John Bambenek had a great post over at the ISC a few days ago about the importance of patching and mitigating against “passive exploits” (i.e. Man in the Middle attacks, KARMA, Airpwn, etc). John certainly raises some very good points, and I agree with him whole heartedly. As security professionals, we need to remain vigilant in protecting and patching against these threats.
However I’d like to disagree with a few points. I’m not of the belief that passive attacks limit the attacker to a geographic location.
Take this theoretical example: I’m an evil hacker somewhere in Europe (apologies in advance to our European readers), and I happen to compromise some defenses at some coffee shop in the Midwest USA (apologies…). Now, through the compromised coffee shop network, I’m able to configure their servers and or firewall to do my bidding, such as MiTM attacks. I’m also able to discover that the wireless APs that the coffee shop is using, have some sort of open source component to them in which I can port some of those passive attack tools too – say KARMA or Airpwn.
What about compromising the clients attached to the coffee shop wireless network directly? Compromise those hosts, upload a Virtual Machine and set up KARMA and/or Airpwn on the VM running on a victim. Now when those victims leave the coffee shop and fire up their laptop elsewhere, their geographic location has changed, and is now compromising more hosts.

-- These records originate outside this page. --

Issue #1440, opened 2026-03-16
Investigate packing overhead in no-packing scenarios


adr1anh:
During some analysis a while ago (when Goldilocks was not yet optimized for NEON), I noticed there were some small optimization opportunities to implement a specialized scalar paths when `PACKING=1` (see https://github.com/Plonky3/Plonky3/pull/1216). 

While I only glanced at the assembly, some micro benchmarks did show improvement (the PR and the individual commits explain how to view the assembly). 

The main trick we can use here is rayon's `Either` iterator to return a different path depending on the constant. The compiler seems able to inline the correct branch and monomorphize the functions.

Nashtare:
closed by #1712

PR #1712, opened 2026-05-27
perf(matrix): specialize dense vertical packing

peter941221:
## Summary

This addresses #1440.

The real bottleneck here is the scalar no-packing case (`P::WIDTH == 1`).

The original generic `Matrix` path routes `vertically_packed_row` and `vertically_packed_row_pair` through `wrapping_row_slices()`. That is fine for arbitrary matrices, but for `DenseMatrix` it pays extra row-slice materialization even when the data is already contiguous and the scalar case only needs direct loads.

This PR specializes the dense implementation, but now does so more narrowly:

- keep a direct contiguous fast path only for `P::WIDTH == 1`
- keep the packed `P::WIDTH > 1` path on the old `wrapping_row_slices()` semantics

That shape matters because the first version of this PR improved the scalar path but also changed the packed path enough to cause a large regression in `vertically_packed_row_pair::<Packed>`. The final version keeps the intended scalar win while removing that packed regression risk.

The behavioral contract is unchanged:

- scalar vertical packing still returns the same values as before
- packed-width vertical packing still follows the same wraparound row semantics as before

## Benchmark

Command:

`RUSTFLAGS=-Ctarget-cpu=native cargo bench -p p3-matrix --bench vertical_packing --features p3-maybe-rayon/parallel,p3-util/parallel`

Machine:

- CPU: Intel Core Ultra 7 270K Plus
- OS: Microsoft Windows
- logical processors: 24
- Criterion sample size: 20
- numbers below are `mean.point_estimate` from `target/criterion/.../new/estimates.json`

### Scalar path (`P = F`)

| benchmark | shape | before | after | delta |
|---|---:|---:|---:|---:|
| `vertically_packed_row` | `2^10 x 32` | 66.215 ns | 36.049 ns | `-45.56%` |
| `vertically_packed_row` | `2^14 x 32` | 67.908 ns | 37.176 ns | `-45.26%` |
| `vertically_packed_row` | `2^18 x 32` | 68.096 ns | 37.132 ns | `-45.47%` |
| `vertically_packed_row` | `2^14 x 256` | 141.772 ns | 44.275 ns | `-68.77%` |
| `vertically_packed_row_pair` | `2^10 x 32` | 116.088 ns | 35.627 ns | `-69.31%` |
| `vertically_packed_row_pair` | `2^14 x 32` | 116.265 ns | 35.642 ns | `-69.34%` |
| `vertically_packed_row_pair` | `2^18 x 32` | 116.912 ns | 35.611 ns | `-69.54%` |
| `vertically_packed_row_pair` | `2^14 x 256` | 304.912 ns | 50.118 ns | `-83.56%` |

### Packed path (`P = <F as Field>::Packing`)

| benchmark | shape | before | after | delta |
|---|---:|---:|---:|---:|
| `vertically_packed_row` | `2^10 x 32` | 142.793 ns | 143.555 ns | `+0.53%` |
| `vertically_packed_row` | `2^14 x 32` | 143.355 ns | 143.137 ns | `-0.15%` |
| `vertically_packed_row` | `2^18 x 32` | 145.049 ns | 143.974 ns | `-0.74%` |
| `vertically_packed_row` | `2^14 x 256` | 608.783 ns | 615.302 ns | `+1.07%` |
| `vertically_packed_row_pair` | `2^10 x 32` | 284.795 ns | 287.877 ns | `+1.08%` |
| `vertically_packed_row_pair` | `2^14 x 32` | 286.744 ns | 287.104 ns | `+0.13%` |
| `vertically_packed_row_pair` | `2^18 x 32` | 287.523 ns | 291.381 ns | `+1.34%` |
| `vertically_packed_row_pair` | `2^14 x 256` | 1477.228 ns | 1474.436 ns | `-0.19%` |

Interpretation:

- the scalar no-packing target is a clear win across every tested shape
- the packed path is now effectively flat, which is the right outcome for this PR
- the earlier packed `row_pair` regression is gone once the specialization is narrowed back to `P::WIDTH == 1`

So the evidence supports the narrower optimization, not the broader one.

## Test plan

- [x] `cargo fmt --all --check`
- [x] `git diff --check`
- [x] `cargo bench -p p3-matrix --bench vertical_packing --no-run --features p3-maybe-rayon/parallel,p3-util/parallel`
- [x] `cargo test -p p3-matrix dense -- --nocapture`
- [x] `cargo test -p p3-merkle-tree -- --nocapture`
- [x] `cargo test -p p3-uni-stark -- --nocapture`
- [x] `cargo test -p p3-batch-stark -- --nocapture`

### DIFF
--- a/matrix/Cargo.toml
+++ b/matrix/Cargo.toml
@@ -42,5 +42,10 @@ name = "interpolation"
 path = "benches/interpolation.rs"
 harness = false
 
+[[bench]]
+name = "vertical_packing"
+path = "benches/vertical_packing.rs"
+harness = false
+
 [lints]
 workspace = true
--- a/matrix/benches/vertical_packing.rs
+++ b/matrix/benches/vertical_packing.rs
@@ -2,14 +2,14 @@ use core::hint::black_box;
 
 use criterion::{BenchmarkId, Criterion, criterion_group, criterion_main};
 use p3_baby_bear::BabyBear;
-use p3_field::FieldArray;
+use p3_field::Field;
 use p3_matrix::Matrix;
 use p3_matrix::dense::RowMajorMatrix;
 use rand::SeedableRng;
 use rand::rngs::SmallRng;
 
 type F = BabyBear;
-type Packed = FieldArray<F, 8>;
+type Packed = <F as Field>::Packing;
 
 const CONFIGS: &[(usize, usize)] = &[(10, 32), (14, 32), (18, 32), (14, 256)];
 
@@ -55,7 +55,7 @@ fn vertically_packed_row_pair_scalar(c: &mut Criterion) {
 }
 
 fn vertically_packed_row_packed(c: &mut Criterion) {
-    let mut group = c.benchmark_group("vertically_packed_row_packed8");
+    let mut group = c.benchmark_group("vertically_packed_row_packed");
     group.sample_size(20);
 
     for &(log_rows, width) in CONFIGS {
@@ -78,7 +78,7 @@ fn vertically_packed_row_packed(c: &mut Criterion) {
 }
 
 fn vertically_packed_row_pair_packed(c: &mut Criterion) {
-    let mut group = c.benchmark_group("vertically_packed_row_pair_packed8");
+    let mut group = c.benchmark_group("vertically_packed_row_pair_packed");
     group.sample_size(20);
 
     for &(log_rows, width) in CONFIGS {
--- a/matrix/benches/vertical_packing.rs
+++ b/matrix/benches/vertical_packing.rs
@@ -1,0 +1,105 @@
+use core::hint::black_box;
+
+use criterion::{BenchmarkId, Criterion, criterion_group, criterion_main};
+use p3_baby_bear::BabyBear;
+use p3_field::FieldArray;
+use p3_matrix::Matrix;
+use p3_matrix::dense::RowMajorMatrix;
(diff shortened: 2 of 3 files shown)


peter941221:
I reran this one with a bench that isolates the exact paths touched here.

Short version:

- the original broader specialization was not clean: it did improve the scalar no-packing path, but it also introduced a large regression in the packed `vertically_packed_row_pair::<Packed>` path
- I narrowed the optimization back to `P::WIDTH == 1` only and left `P::WIDTH > 1` on the old `wrapping_row_slices()` path
- after that change, the scalar target is still a large win and the packed path is back to effectively flat noise

So the root cause is now pretty clear: the issue is specifically scalar no-packing overhead, not vertical packing in general.

The final numbers in the PR body are from `mean.point_estimate` in Criterion `estimates.json`, not terminal summaries.

That leaves this in a much cleaner state:

- scalar `vertically_packed_row`: about `45%` faster
- scalar `vertically_packed_row_pair`: about `69%` to `84%` faster
- packed row / row_pair: roughly flat, within about `-0.19%` to `+1.34%`

For this PR, I think the evidence is sufficient now.

tcoratger:
@adr1anh I think that you worked on this topic previously right? Maybe this is interesting for you :)

adr1anh (approved):
LGTM! I had gotten stuck with the issue of returning two types of iterators, so nice!

Issue #50, opened 2023-08-08
Cache-friendly transpose in `RowMajorMatrix`


dlubarov:
Besides being a generally useful utility, this would give us an easy way to parallelize a batch FFT, by splitting it into single-column FFTs as Plonky2 does. I think this probably isn't the best way to parallelize in general, but it would be interesting to have the option and compare it with other methods.

PR #1714, opened 2026-05-27
perf(matrix): avoid prefill in transpose

peter941221:
This partially addresses #50.

Scope note:
- `#50` originally asked for cache-friendly transpose work as a building block for batch-FFT experimentation
- current `main` already has substantial transpose infrastructure:
  - `p3_util::transpose::transpose`
  - `RowMajorMatrix::transpose_into`
  - dedicated transpose benchmarks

Now, those examples do pose some significant technical problems: Lack of appropriate drivers and code to make those attacks work on Access Points, small, hide-able VMs with appropriate PCMCIA support, etc. But, isn’t our job to think about the future? I can see a works when, in some shape or form, all of those technological hurdles will not exist.
Let’s start thinking about these type of threats NOW, instead of reacting to them later. In a world where everything has wireless, and everything is internet connected, doesn’t the example seem reasonable? Please share your thoughts.